EXERCISE AIM>
Nothing other than the lines from the one containing "Actions: explicitly pass" through the last line of the data below should be output, each reproduced exactly.

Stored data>
┌──
PR #280, opened 2022-01-07
Actions: Fix shell syntax issue in deploy workflow 

### LINKED ISSUE #265: Deploy "main" commits to production

mharyam:
close #265
fix shell syntax issue in deploy workflow


spbnick:
Thank you! Looks good to me. Will merge once CI finishes.

However, this wouldn't really close #265, so I'll reopen it. You can still link to the issue with something like "Concerns #265".

spbnick:
We still need to implement secret passing as I mentioned on Slack for deployment to work.

spbnick (approved):

PR #281, opened 2022-01-07
Actions: explicitly pass secrets to the called test workflow

mharyam:
Concerns #265"


spbnick:
Makes sense, thank you, @mharyam!

However, could you please rebase on latest origin/main? This should drop your already-merged commit from the commit list.

spbnick (approved):
Looks great! Thank you, @mharyam :)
└──
REPLY>
Actions: explicitly pass secrets to the called test workflow

mharyam:
Concerns #265"


spbnick:
Makes sense, thank you, @mharyam!

However, could you please rebase on latest origin/main? This should drop your already-merged commit from the commit list.

spbnick (approved):
Looks great! Thank you, @mharyam :)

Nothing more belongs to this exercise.